What the task asks:
Search the listing for the word "receiver" and say how many lines have it, nothing besides.

Supplied records:
PR #120, opened 2026-05-26
Include sender information on missing messages

### LINKED ISSUE #98: Group participants in a conversation can tell if a message is missing, and who sent it.

kaichaosun:
In previous PR https://github.com/logos-messaging/libchat/pull/105, we implemented causal history for detecting missing message. 
This PR introduce extra `sender_id` to detect who the missing messages belongs to.

Fix https://github.com/logos-messaging/libchat/issues/98

### DIFF
--- a/core/conversations/src/causal_history.rs
+++ b/core/conversations/src/causal_history.rs
@@ -49,7 +49,7 @@ pub struct Frontier {
 }
 
 impl Frontier {
-    /// Derive a fresh `MessageId` for an outbound message.
+    /// Construct a fresh `Frontier` for an outbound message.
     pub fn new(sender_id: String, message_id: String) -> Self {
         Self {
             sender_id,
@@ -120,9 +120,9 @@ struct ConvoState {
 }
 
 impl ConvoState {
-    fn record_seen(&mut self, id: Frontier) {
-        if self.seen.insert(id.clone()) {
-            self.frontiers.push_back(id);
+    fn record_seen(&mut self, info: Frontier) {
+        if self.seen.insert(info.clone()) {
+            self.frontiers.push_back(info);
             while self.frontiers.len() > CAUSAL_HISTORY_LEN {
                 self.frontiers.pop_front();
             }
@@ -174,13 +174,13 @@ impl CausalHistoryStore {
             })
             .collect();
 
-        let wire_id = frontier.encode();
+        let encoded_info = frontier.encode();
         // Our own message joins the seen-set so it appears in our future
         // causal history (and, later, so we can ack peers' references to it).
         state.record_seen(frontier);
 
         ReliablePayload {
-            message_id: wire_id,
+            message_id: encoded_info,
             channel_id: conversation_id.to_owned(),
             lamport_timestamp: lamport,
             causal_history,
@@ -207,11 +207,11 @@ impl CausalHistoryStore {
 
         let mut detected = Vec::new();
         for entry in &payload.causal_history {
-            let id = Frontier::decode(&entry.message_id)?;
-            if !state.seen.contains(&id) && state.reported_missing.insert(id.clone()) {
+            let frontier = Frontier::decode(&entry.message_id)?;
+            if !state.seen.contains(&frontier) && state.reported_missing.insert(frontier.clone()) {
                 let m = MissingMessage {
                     conversation_id: conversation_id.to_owned(),
-                    frontier: id,
+                    frontier: frontier,
                 };
                 detected.push(m.clone());
                 missing.push(m);
@@ -303,24 +303,6 @@ mod tests {
         receiver.on_receive("c", &m1).unwrap();
         receiver.on_receive("c", &m2).unwrap();
         assert!(receiver.take_missing().is_empty());
-    }
-
-    #[test]
-    fn message_id_carries_account_id_verbatim() {
-        let s = CausalHistoryStore::new();
-        let a = payload(&s, "c", "alice", b"1");
-        let b = payload(&s, "c", "alice", b"2");
-        let c = payload(&s, "c", "bob", b"3");
-
-        assert_eq!(
-            Frontier::decode(&a.message_id).unwrap().sender_id(),
-            "alice"
-        );
-        assert_eq!(
-            Frontier::decode(&b.message_id).unwrap().sender_id(),
-            "alice"
-        );
-        assert_eq!(Frontier::decode(&c.message_id).unwrap().sender_id(), "bob");
     }
 
     #[test]
--- a/core/conversations/src/causal_history.rs
+++ b/core/conversations/src/causal_history.rs
@@ -20,15 +20,11 @@
 
 use std::cell::RefCell;
 use std::collections::{HashMap, HashSet, VecDeque};
-use std::fmt;
 use std::rc::Rc;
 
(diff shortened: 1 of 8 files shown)


core/conversations/src/causal_history.rs
```diff
@@ -97,23 +163,24 @@ impl CausalHistoryStore {
...
 
+        let encoded_info = frontier.encode();
         // Our own message joins the seen-set so it appears in our future
         // causal history (and, later, so we can ack peers' references to it).
-        state.record_seen(message_id.clone());
+        state.record_seen(frontier);
 
         ReliablePayload {
-            message_id,
+            message_id: encoded_info,
```
kaichaosun: ~~In previous [discussion](https://www.notion.so/Reliable-Messaging-in-Libchat-3678f96fb65c80a5acd8ff8d10c7539a?d=3688f96fb65c806e9908001c95fd3ee0&source=copy_link#3678f96fb65c809589a4ff2f3ca276c9), we decided to reuse the `message_id` in `ReliablePayload` protobuf for sender info.~~
~~Future improvements includes wire format naming and frontiers calculations is planned later.~~

core/conversations/src/causal_history.rs
```diff
@@ -20,11 +20,77 @@
...
 use std::collections::{HashMap, HashSet, VecDeque};
+use std::fmt;
 use std::rc::Rc;
 
+use crate::errors::ChatError;
 use crate::proto::{Bytes, HistoryEntry, ReliablePayload};
 use crate::utils::{blake2b_hex, hash_size};
 
+/// `hash_size::MessageId` is U32 (32 bytes) → 64 hex chars.
+const MESSAGE_ID_HEX_LEN: usize = 64;
```
jazzz: [Sand] As hash_size are defined at compile time, you can derive constants from them.

```
use blake2::digest::typenum::Unsigned;
const MESSAGE_ID_HEX_LEN: usize = 2 * <hash_size::MessageId as hash_size::HashLen>::Size::USIZE;
```

Deriving it would allow it to be automatically updated should the value change in the future. Thought its not the prettyiest syntax currently. Your call.

core/conversations/src/causal_history.rs
```diff
@@ -20,11 +20,77 @@
...
+        let split = s.len() - MESSAGE_ID_HEX_LEN;
+        Ok(Self {
+            sender_id: s[..split].to_owned(),
+            message_id: s[split..].to_owned(),
+        })
+    }
+
+    /// Render to the wire-form string used by the `message_id` proto field.
+    pub fn encode(&self) -> String {
+        self.to_string()
```
jazzz: [Dust] Encoding as a String seem unnecessarily wasteful. Bytes would be more compact on the wire.

core/conversations/src/causal_history.rs
```diff
@@ -20,11 +20,77 @@
...
+    pub fn decode(s: &str) -> Result<Self, ChatError> {
+        if s.len() < MESSAGE_ID_HEX_LEN {
+            return Err(ChatError::BadParsing("MessageId"));
+        }
+        let split = s.len() - MESSAGE_ID_HEX_LEN;
+        Ok(Self {
+            sender_id: s[..split].to_owned(),
+            message_id: s[split..].to_owned(),
+        })
+    }
```
jazzz: [Sand] Prefer self describing memory layouts, when possible. 

This is more of a design principal - but helpful to keep in mind.

This code as written is tightly coupled to the code that produced it - changing `MESSAGE_ID_HEX_LEN` would be break interop between clients. 

Three improved design choices in order of robustness:
- Deterministic parsing via TLV, such that any recipient can parse the values regardless of how they were generated.
- Use a defined delimiter such as '|' or ':'.  Decouples from payload from size changes but requires consistent order.
- Use a single byte `Sigil` to define which parsing format should be used.

Delimiter seems like the right trade off here, given the string implementation and the narrowed scope.

core/conversations/src/causal_history.rs
```diff
@@ -97,23 +163,24 @@ impl CausalHistoryStore {
...
+            .frontiers
             .iter()
-            .cloned()
-            .map(|message_id| HistoryEntry {
-                message_id,
+            .map(|f| HistoryEntry {
+                message_id: f.encode(),
                 retrieval_hint: Bytes::new(),
             })
             .collect();
```
jazzz: [Dust] consider flattening Frontier to a String with dedicated encode and decode functions. 

I love adding types especially when:
- Types represent a state transition through a pipeline. TypeState pattern.
- Theres complicated functionality being provided
- A Type is expected to grow to take on new behavior.

In this case it seems like we may just want to define causual_history::message_id as a string, which is a combination of the sender_id and derived_message_id. 

Creating a type that is only used to concat two strings together, distracts from what is really happening.

jazzz: Specifically 'fn derived_message_id` already has access to SenderId and could handle the concat in one step.

core/conversations/src/causal_history.rs
```diff
@@ -45,20 +111,20 @@ struct ConvoState {
...
     /// Every message ID delivered locally (own sends + received).
-    seen: HashSet<String>,
+    seen: HashSet<Frontier>,
     /// Bounded frontier of recently-seen IDs (oldest first) attached to
     /// outbound messages as causal history.
-    frontier: VecDeque<String>,
+    frontiers: VecDeque<Frontier>,
     /// Missing IDs already reported, so a gap is surfaced exactly once.
-    reported_missing: HashSet<String>,
+    reported_missing: HashSet<Frontier>,
```
jazzz, line 87: [Dust] I like the removal of naked String types from the code base.

If you decided to flatten Frontier, consider using a type def or NewType wrapper (depending in your vision) to provide the same Type safety/Readability.

jazzz (approved):
Change looks good. 

My comments are all future considerations.

core/conversations/src/causal_history.rs
kaichaosun: I try to make it consistent with [nim-sds](https://github.com/logos-messaging/nim-sds/blob/master/sds/types/sds_message_id.nim#L4). Worth to make a change later with more communication happened.

I do notice that nim-sds add sender id recently, this is protobuf updated: https://github.com/logos-messaging/chat_proto/pull/9, also updates changes here to use new wire format.

core/conversations/src/causal_history.rs
kaichaosun: Not needed in new wire format.

core/conversations/src/causal_history.rs
kaichaosun: Looks like the Frontier struct has more meaning after the new wire format.
`derived_message_id ` is isolated as we may want to introduce a consistent reusable function to calculate the identifier going through libchat.

osmaczko (approved):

Answer box:
3